Même si je développerai davantage le sujet dans les sections suivantes, il mérite d’être mentionné d’entrée de jeu : l’aspect littéraire des D&S est beaucoup plus développé que leur aspect ludique. Beaucoup de lignes de texte sont consacrées à la description des lieux, aux émotions et aux pensées du héros, à des interactions avec des personnages non-hostiles et ainsi de suite, tout comme cela pourrait être le cas dans un roman ordinaire.
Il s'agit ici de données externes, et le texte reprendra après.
PR #17599, opened 2020-09-05
Add API for getting Atomic and Typedef Types and remove broken !size

thestr4ng3r:
Filling this template is fun.

**Detailed description**

see commit titles

**Test plan**

run the tests

### DIFF
--- a/libr/anal/type.c
+++ b/libr/anal/type.c
@@ -18,56 +18,6 @@ static char *is_type(char *type) {
 	return NULL;
 }
 
-/*!
- * \brief Save the size of the given datatype in sdb
- * \param sdb_types pointer to the sdb for types
- * \param name the datatype whose size if to be stored
- */
-static void save_type_size(Sdb *sdb_types, char *name) {
-	const char *type = NULL;
-	r_return_if_fail (sdb_types && name);
-	if (!sdb_exists (sdb_types, name) || !(type = sdb_const_get (sdb_types, name, 0))) {
-		return;
-	}
-	char *type_name_size = r_str_newf ("%s.%s.%s", type, name, "!size");
-	r_return_if_fail (type_name_size);
-	int size = r_type_get_bitsize (sdb_types, name);
-	sdb_set (sdb_types, type_name_size, sdb_fmt ("%d", size), 0);
-	free (type_name_size);
-}
-
-/*!
- * \brief Save the sizes of the datatypes which have been parsed
- * \param core pointer to radare2 core
- * \param parsed the parsed c string in sdb format
- */
-static void __save_parsed_type_size(RAnal *anal, const char *parsed) {
-	r_return_if_fail (anal && parsed);
-	char *str = strdup (parsed);
-	if (str) {
-		char *ptr = NULL;
-		int offset = 0;
-		while ((ptr = strstr (str + offset, "=struct\n")) ||
-			(ptr = strstr (str + offset, "=union\n"))) {
-			*ptr = 0;
-			if (str + offset == ptr) {
-				break;
-			}
-			char *name = ptr - 1;
-			while (name > str && *name != '\n') {
-				name--;
-			}
-			if (*name == '\n') {
-				name++;
-			}
-			save_type_size (anal->sdb_types, name);
-			*ptr = '=';
-			offset = ptr + 1 - str;
-		}
-		free (str);
-	}
-}
-
 static char *get_type_data(Sdb *sdb_types, const char *type, const char *sname) {
 	char *key = r_str_newf ("%s.%s", type, sname);
 	if (!key) {
@@ -127,7 +77,6 @@ R_API void r_anal_save_parsed_type(RAnal *anal, const char *parsed) {
 
 	// Now add the type to sdb.
 	sdb_query_lines (anal->sdb_types, parsed);
-	__save_parsed_type_size (anal, parsed);
 }
 
 static int typecmp(const void *a, const void *b) {
@@ -372,7 +321,6 @@ static void save_struct(const RAnal *anal, const RAnalBaseType *type) {
 		Sdb:
 		name=struct
 		struct.name=param1,param2,paramN
-		struct.name.!size=96
 		struct.name.param1=type,0,0
 		struct.name.param2=type,4,0
 		struct.name.paramN=type,8,0
@@ -404,12 +352,6 @@ static void save_struct(const RAnal *anal, const RAnalBaseType *type) {
 	char *key = r_str_newf ("%s.%s", kind, sname);
 	sdb_set (anal->sdb_types, key, r_strbuf_get (&arglist), 0);
 	free (key);
-	// struct.name.!size=96
-	key = r_str_newf ("%s.%s.!size", kind, sname);
-	char *val = r_str_newf ("%" PFMT64u "", type->size);
-	sdb_set (anal->sdb_types, key, val, 0);
-	free (val);
-	free (key);
 
 	free (sname);
 
@@ -428,7 +370,6 @@ static void save_union(const RAnal *anal, const RAnalBaseType *type) {
 	Sdb:
 	name=union
 	union.name=param1,param2,paramN
-	union.name.!size=32
 	union.name.param1=type,0,0
 	union.name.param2=type,0,0
 	union.name.paramN=type,0,0
@@ -459,12 +400,6 @@ static void save_union(const RAnal *anal, const RAnalBaseType *type) {
 	// union.name=arg1,arg2,argN
 	char *key = r_str_newf ("%s.%s", kind, sname);
 	sdb_set (anal->sdb_types, key, r_strbuf_get (&arglist), 0);
-	free (key);
-
-	key = r_str_newf ("%s.%s.!size", kind, sname);
-	char *val = r_str_newf ("%" PFMT64u "", type->size);
-	sdb_set (anal->sdb_types, key, val, 0);
-	free (val);
 	free (key);
 
 	free (sname);
@@ -518,12 +453,6 @@ static void save_enum(const RAnal *anal, const RAnalBaseType *type) {
 	// enum.name=arg1,arg2,argN
 	char *key = r_str_newf ("enum.%s", sname);
 	sdb_set (anal->sdb_types, key, r_strbuf_get (&arglist), 0);
-	free (key);
-
-	key = r_str_newf ("enum.%s.!size", sname);
-	char *val = r_str_newf ("%" PFMT64u "", type->size);
-	sdb_set (anal->sdb_types, key, val, 0);
-	free (val);
 	free (key);
 
 	free (sname);
--- a/libr/anal/type.c
+++ b/libr/anal/type.c
@@ -279,35 +279,81 @@ error:
 	return NULL;
 }
 
+static RAnalBaseType *get_typedef_type(RAnal *anal, const char *sname) {
+	r_return_val_if_fail (anal && sname, NULL);
+
+	RAnalBaseType *base_type = r_anal_base_type_new (R_ANAL_BASE_TYPE_KIND_TYPEDEF);
+	if (!base_type) {
+		return NULL;
+	}
+
+	base_type->type = get_type_data (anal->sdb_types, "typedef", sname);
+	if (!base_type->type) {
+		goto error;
+	}
+	return base_type;
+
+error:
+	r_anal_base_type_free (base_type);
+	return NULL;
+}
+
+static RAnalBaseType *get_atomic_type(RAnal *anal, const char *sname) {
+	r_return_val_if_fail (anal && sname, NULL);
+
+	RAnalBaseType *base_type = r_anal_base_type_new (R_ANAL_BASE_TYPE_KIND_ATOMIC);
+	if (!base_type) {
+		return NULL;
+	}
+
+	base_type->type = get_type_data (anal->sdb_types, "type", sname);
+	if (!base_type->type) {
+		goto error;
+	}
+
+	RStrBuf key;
+	r_strbuf_init (&key);
+	r_strbuf_setf (&key, "type.%s.size", sname);
+	base_type->size = sdb_num_get (anal->sdb_types, r_strbuf_get (&key), 0);
+	r_strbuf_fini (&key);
+
+	return base_type;
+
+error:
+	r_anal_base_type_free (base_type);
+	return NULL;
+}
+
 // returns NULL if name is not found or any failure happened
 R_API RAnalBaseType *r_anal_get_base_type(RAnal *anal, const char *name) {
 	r_return_val_if_fail (anal && name, NULL);
 
 	char *sname = r_str_sanitize_sdb_key (name);
 	const char *type = sdb_const_get (anal->sdb_types, sname, NULL);
-
-	// Right now just types: struct, enum, union are supported
-	if (!type || !(strcmp (type, "enum") || strcmp (type, "struct") || strcmp (type, "union"))) {
+	if (!type) {
 		free (sname);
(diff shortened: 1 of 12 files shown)


libr/anal/type.c
```diff
@@ -330,35 +279,85 @@ static RAnalBaseType *get_union_type(RAnal *anal, const char *sname) {
...
+
+	base_type->type = get_type_data (anal->sdb_types, "type", sname);
+	if (!base_type->type) {
+		goto error;
+	}
+
+	RStrBuf key;
+	r_strbuf_init (&key);
+	r_strbuf_setf (&key, "type.%s.size", sname);
+	const char *sdb_size = sdb_const_get (anal->sdb_types, r_strbuf_get (&key), 0);
```
trufae, line 317: Why not getnum?

trufae (changes requested):

test/unit/test_sdb.h
```diff
@@ -0,0 +1,21 @@
+
```
ret2libc, line 1:
```suggestion
```

test/unit/test_sdb.h
```diff
@@ -0,0 +1,21 @@
...
+#ifndef TEST_SDB_H
+#define TEST_SDB_H
+
+static void diff_cb(const SdbDiff *diff, void *user) {
```
ret2libc, line 5: what about just putting these in min_unit.h?

thestr4ng3r: I'm not a huge fan of this small extra-header either, but putting it in `minunit.h` would mean that every test must include `sdb.h`.

libr/anal/type.c
thestr4ng3r: done

test/unit/test_sdb.h
ret2libc: Good point yeah. Though any unit test probably needs sdb.h anyway, because sdb.h is required by RUtil and anything in r2world requires RUtil.

test/unit/test_anal_types.c
```diff
@@ -125,9 +205,120 @@ static bool test_anal_get_base_type_enum(void) {
...
+	mu_assert_notnull (anal->sdb_types, "Couldn't create new RAnal.sdb_types");
+
+	setup_sdb_for_atomic (anal->sdb_types);
+
+	RAnalBaseType *base = r_anal_get_base_type (anal, "char");
+	mu_assert_notnull (base, "Couldn't create get base type of atomic type \"char\"");
+
+	mu_assert_eq (R_ANAL_BASE_TYPE_KIND_ATOMIC, base->kind, "Wrong base type");
+	mu_assert_streq (base->name, "char", "type name");
+	mu_assert_streq (base->type, "c", "atomic type type");
```
ret2libc, line 289: sorry for the stupid question... `c` stands for what? And the `base->size` is in bits?

libr/anal/type.c
```diff
@@ -330,35 +279,81 @@ static RAnalBaseType *get_union_type(RAnal *anal, const char *sname) {
...
+
+	base_type->type = get_type_data (anal->sdb_types, "type", sname);
+	if (!base_type->type) {
+		goto error;
+	}
+
+	RStrBuf key;
+	r_strbuf_init (&key);
+	r_strbuf_setf (&key, "type.%s.size", sname);
+	base_type->size = sdb_num_get (anal->sdb_types, r_strbuf_get (&key), 0);
```
ret2libc, line 317:
```suggestion
	base_type->size = sdb_num_get (anal->sdb_types, sdb_fmt ("type.%s.size", sname), 0);
```

ret2libc (approved):
For what I understand about the code, it looks very good :) just nitpicking on a couple of things.

test/unit/test_anal_types.c
thestr4ng3r: `c` is char, which comes from the sdb format. Yes, `base->size` is in bits, there is a comment about it in the struct definition.

libr/anal/type.c
thestr4ng3r: `sdb_fmt()` is bad

ret2libc: Yeah we know, but it is used everywhere anyway. It won't be this single place to save r2world :D (nor to ruin it btw)

libr/anal/type.c
```diff
@@ -330,35 +279,81 @@ static RAnalBaseType *get_union_type(RAnal *anal, const char *sname) {
...
+	}
+
+	base_type->type = get_type_data (anal->sdb_types, "type", sname);
+	if (!base_type->type) {
+		goto error;
+	}
+
+	RStrBuf key;
+	r_strbuf_init (&key);
+	r_strbuf_setf (&key, "type.%s.size", sname);
```
trufae, line 316: whats the point on using strbuf here?

libr/anal/type.c
```diff
@@ -330,35 +279,81 @@ static RAnalBaseType *get_union_type(RAnal *anal, const char *sname) {
...
+	}
+	return base_type;
+
+error:
+	r_anal_base_type_free (base_type);
+	return NULL;
+}
+
+static RAnalBaseType *get_atomic_type(RAnal *anal, const char *sname) {
+	r_return_val_if_fail (anal && sname, NULL);
```
trufae, line 302: also check if *sname

libr/anal/type.c
```diff
@@ -330,35 +279,81 @@ static RAnalBaseType *get_union_type(RAnal *anal, const char *sname) {
 	return NULL;
 }
 
+static RAnalBaseType *get_typedef_type(RAnal *anal, const char *sname) {
+	r_return_val_if_fail (anal && sname, NULL);
```
trufae, line 283: check for *sname

libr/anal/type.c
```diff
@@ -555,6 +530,10 @@ static void save_atomic_type(const RAnal *anal, const RAnalBaseType *type) {
 	r_strbuf_setf (&val, "%" PFMT64u "", type->size);
 	sdb_set (anal->sdb_types, r_strbuf_get (&key), r_strbuf_get (&val), 0);
 
+	r_strbuf_setf (&key, "type.%s", sname);
```
trufae, line 533: same here. i assume you can just malloc once because you know the size already

test/unit/test_sdb.h
```diff
@@ -0,0 +1,20 @@
...
+	char buf[2048];
+	if (sdb_diff_format (buf, sizeof(buf), diff) < 0) {
```
trufae, line 6: missing space before (

test/unit/test_dwarf_integration.c
```diff
@@ -257,4 +254,4 @@ int all_tests(void) {
 
 int main(int argc, char **argv) {
 	return all_tests();
```
trufae, line 256: missing space

test/unit/test_anal_types.c
trufae: c is char in pf format, not sdb

trufae (changes requested):
Can you add an r2 test (not unit) getting atomic and typedef types? i dont get how that's suposed to work by parsing the C expr instead of using the API? Also, how is the size of types accessible now that the !size attribute is not there?

libr/anal/type.c
ret2libc: if so, use `R_STR_ISNOTEMPTY` or `!R_STR_ISEMPTY`

libr/anal/type.c
thestr4ng3r: It's slightly more efficient than r_str_newf() when the string fits in the small stack buffer.

libr/anal/type.c
thestr4ng3r: Well we want to get rid of it eventually, so better not use it at all in new code.

test/unit/test_anal_types.c
thestr4ng3r: It is also used in sdb, for example here:
https://github.com/radareorg/radare2/blob/fe5b80d615881bd1c31e0a99d655f4af90acf126/libr/anal/d/types.sdb.txt#L41
In the long run, this should probably be made an enum (and types should be outside of sdb) but that is the current format.

thestr4ng3r:
> Can you add an r2 test (not unit) getting atomic and typedef types?

Just pushed a test for typedef, but it's not directly related to this yet because the commands aren't using the API yet. They should be refactored to use the API too but I think that would bloat the pr too much.

> i dont get how that's suposed to work by parsing the C expr instead of using the API?

What do you mean by C expr? There is no C expression parsing involved in this pr.

> Also, how is the size of types accessible now that the !size attribute is not there?

The most correct way to get the size currently is this:
https://github.com/radareorg/radare2/blob/fe5b80d615881bd1c31e0a99d655f4af90acf126/libr/util/utype.c#L122
Its implementation is quite broken though so it needs fixing. Previously the `!size` was just the return value of this function, possibly outdated when things changed so you shouldn't have a regression compared to before when using this function directly.

Because this function might get a bit heavy depending on how hard your types recurse, it might make sense to have something like a lazy cache and invalidating depending on dependencies between types, but I would only implement that if it turns out to be a bottleneck in practivce., otherwise it's premature optimization.

libr/anal/type.c
trufae: I know. But we had 5 different implementations of it and end up to the trash

libr/anal/type.c
trufae: What about having an initf vonstructor with format?

thestr4ng3r: Sounds like a good idea to me, but out of scope here.

thestr4ng3r: done: https://github.com/radareorg/radare2/pull/17634

trufae: yeah, please update this pr when the initf gets merged, it lgtm, waiting for @ret2libc to review it

libr/anal/type.c
trufae: im totally fine to replace sdb_fmt with strbuf, so for me this thread is resollved

libr/anal/type.c
```diff
@@ -555,6 +530,10 @@ static void save_atomic_type(const RAnal *anal, const RAnalBaseType *type) {
...
+	r_strbuf_setf (&val, "%s", type->type);
```
trufae, line 534: unneessary format, and get. just pass type->type below

test/unit/test_anal_types.c
trufae: yep i was just trying to clarify

libr/anal/type.c
```diff
@@ -330,35 +279,81 @@ static RAnalBaseType *get_union_type(RAnal *anal, const char *sname) {
...
-		break;
-	case 'e': // enum
+	} else if (!strcmp (type, "enum")) {
 		base_type = get_enum_type (anal, sname);
-		break;
-	case 'u': // union
+	} else if (!strcmp (type, "union")) {
 		base_type = get_union_type (anal, sname);
-		break;
+	} else if (!strcmp (type, "typedef")) {
```
trufae, line 345: right now `struct C` is the same as `typedef struct {} C` in r2 types. both are accessiblel under the name "C", i assume this change wont affect the current C parser. but do you think it should be treated differently?

libr/anal/type.c
```diff
@@ -330,35 +279,81 @@ static RAnalBaseType *get_union_type(RAnal *anal, const char *sname) {
...
+		base_type = get_typedef_type (anal, sname);
+	} else if (!strcmp (type, "type")) {
```
trufae, line 347: uhm how that would look in C? i mean for the cparse side.

test/unit/test_anal_types.c
```diff
@@ -98,6 +146,37 @@ static bool test_anal_get_base_type_union(void) {
...
 
+static bool test_anal_save_base_type_union(void) {
+	RAnal *anal = r_anal_new ();
+	mu_assert_notnull (anal, "Couldn't create new RAnal");
+	mu_assert_notnull (anal->sdb_types, "Couldn't create new RAnal.sdb_types");
+
+	RAnalBaseType *base = r_anal_base_type_new (R_ANAL_BASE_TYPE_KIND_UNION);
+	base->name = strdup ("kappa");
+
+	RAnalUnionMember member;
```
trufae, line 157: use = { .offset = 0, type = ... in multiline

trufae (changes requested):

libr/anal/type.c
thestr4ng3r: I think the behavior that `struct C` must always be used as `struct C` instead of just `C` when it is not a typedef is very C-specific (C++ already doesn't enforce that) and not necessarily relevant for reverse engineering generic binaries written in any language.
Also, currently `typedef struct {} C` isn't directly representable in r2 because we can't have anonymous structs before maybe refactoring the types database out of sdb later.

libr/anal/type.c
thestr4ng3r: cparse as in parsing a type string like "char **[]" or parsing a C header? Atomic types can't be created in C, they are only for specifying the exact properties of `char`, `int`, etc. and usually you will have them loaded by default already.

thestr4ng3r:
The failing test comes from this change:
https://github.com/radareorg/radare2/pull/17599/files#diff-a36bd1a27956d24560ff432fde115fc5R534

Because the behavior that is tested depends on this to be in sdb:
20200913_21h42m03s_grim

libr/anal/type.c
trufae: for me atomic type have a different meaning, which is basically data types that cant introduce race codnitions. not sure if you are refering to the same or you are just talking about the basic types which have nothing to do with atomic. in that case i would suggest a different name.

libr/anal/type.c
trufae: it is representable right now because it uses the typedefed name and the struct name is ignored. but it works as i said. you can test it. i did that on purpose for simplicity btw, so im aware of that behaviour and this is why im asking for feedback

trufae (changes requested):
Make it green

libr/anal/type.c
HoundThe: I think I was the one who named them atomic types, as basic types would kinda collide, I thought of atomic as a further undivisable (internally unstructured).

thestr4ng3r: I think atomic is actually a very good name here. "atomic" indeed can refer to the multi-threading things, but imo having this meaning for a typekind here doesn't make much sense so it kind of rules itself out.
Instead, "atomic" or "atoms" is also a very common term for entities in formulas that can't be split up further: https://en.wikipedia.org/wiki/Atomic_formula
which is pretty much exactly what we have here.

libr/anal/type.c
thestr4ng3r: Yes, I think considering the current database design, this behavior is good.

test/unit/test_anal_types.c
thestr4ng3r: Ok, now I understand what you actually meant by that. I think we shouldn't save the concrete pf format in the sdb but just something like "this is some char", "this is some float", "this is signed/unsigned" from which in combination with the bitsize the pf format could be easily derived. I think I'll open an issue for that.

thestr4ng3r:
After close inspection I can say that the new behavior of the test is the correct one.

test/unit/test_anal_types.c
thestr4ng3r: https://github.com/radareorg/radare2/issues/17649

thestr4ng3r:
No idea what's wrong with the `db/cmd/cmd_tc tc typedef`, I have yet to check that.

trufae (approved):

PR #17603, opened 2020-09-06
Create new GitHub workflow for continuous build ##build

### LINKED ISSUE #17598: New 'continuous' CI release breaks version/release tracking

New "continuous" CI release breaks release and version tracking through GitHub API. Release and version tracking is useful when automating tool packaging for third-party providers and keeping it up-to-date with official releases instead of master branch.
Example:
```
curl https://api.github.com/repos/radareorg/radare2/releases/latest
```
Returns release with tag 'continuous', which is not useful and will be always the same. Instead, it would be useful to see the latest real release, in this case the one with tag 4.5.1.

Continuous release could be marked as 'pre-release`. Then it is not included, when making the request to see the latest actual release.

ret2libc:
Avoid polluting the Releases page with a lot of "continuous build"
releases, which also break the "Latest release" shown by API/UI. This
job will upload as artifacts the .deb packages created on each
commit and create a pre-release "Continuous build" instead of an actual one.

**Closing issues**

Closes #17598

### DIFF
--- a/.github/upload.sh
+++ b/.github/upload.sh
@@ -1,0 +1,135 @@
+#!/bin/bash
+
+set +x # Do not leak information
+
+# Exit immediately if one of the files given as arguments is not there
+# because we don't want to delete the existing release if we don't have
+# the new files that should be uploaded 
+for file in "$@"
+do
+    if [ ! -e "$file" ]
+    then echo "$file is missing, giving up." >&2; exit 1
+    fi
+done
+
+if [ $# -eq 0 ]; then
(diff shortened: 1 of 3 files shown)


XVilka (approved):

ret2libc:
I've tested it a bit on my personal fork. It seems to work. I had to create pre-releases anyway because artifacts cannot be downloaded by unregistered users, so it's quite useless. Also, I ended up using a modified version of upload.sh script(that was already download+used by travis) because there is no official github action to overwrite existing releases.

Ce côté livresque est contrebalancé par la très forte liberté de déplacement sur la carte, qui n’est pas sans évoquer un jeu de plateau. Les livres-jeux suivants de Gildas Sagot se montreront bien plus dirigistes, ce qui leur permettra d’avoir un scénario plus développé mais affaiblira grandement le contrôle du joueur sur le ou les héros.


En solo ou à plusieurs


« Défis et Sortilèges » est l’une des rares séries de LDVH à permettre de jouer à plusieurs, une originalité qui mérite d’être remarquée (d’autant que les séries « Double Jeu » et « L’Épée de Légende », bien que légèrement antérieures, ne devaient paraître en France que plus tard).

La carte sur laquelle on se déplace est exactement la même dans les quatre livres. Dans le jeu à plusieurs, les héros verront donc sans doute leurs chemins se croiser à un moment ou à un autre ; ils pourront dans ce cas s’allier, se combattre ou ne faire ni l’un ni l’autre. À moins d’une alliance globale entre tous les héros en lice, le jeu à plusieurs présente un aspect compétitif : la victoire d’un ou de plusieurs joueurs signifie la défaite des autres.

Pour régler les actions de personnages qui peuvent se trouver dans des endroits tout à fait différents, la série utilise un système de tour de jeu (qui rappelle là encore un jeu de plateau). Ce système s’applique techniquement aussi au jeu en solo, mais il n’y possède que peu d’importance puisque le joueur peut alors prendre tout son temps.

Au cours d’un tour de jeu, chaque héros peut faire l’une des trois actions suivantes :

- Se déplacer sur la carte
Le héros peut emprunter l’un des chemins indiqués sur la carte pour se déplacer depuis un endroit jusqu’à un endroit adjacent. Par exemple, s’il se trouve à la Passe des Rocs, il peut se rendre en un tour à la ville de Fenga (à l’ouest), à la ville de Sélartz (au nord-est), dans la Grande Plaine (à l'est) ou aux Monts des Bêtes (au sud). Le déplacement se passe uniquement sur la carte et n’a aucun autre effet que le changement de lieu.

- Explorer un lieu
Le héros peut explorer le lieu où il se trouve. C’est à cela que sont consacrés tous les paragraphes des livres. C’est en explorant qu’on est amené à faire des rencontres ou des découvertes, obtenir des informations ou des trésors, affronter des périls divers et ainsi de suite.

- Se reposer
En restant où il se trouve sans rien faire pendant un tour, le héros peut diminuer son total de Blessures de 10 points. Dans une partie en solo (ou à plusieurs si tous les héros sont alliés), le repos permet donc de redescendre son total de Blessures à 0 après chaque exploration périlleuse sans le moindre inconvénient.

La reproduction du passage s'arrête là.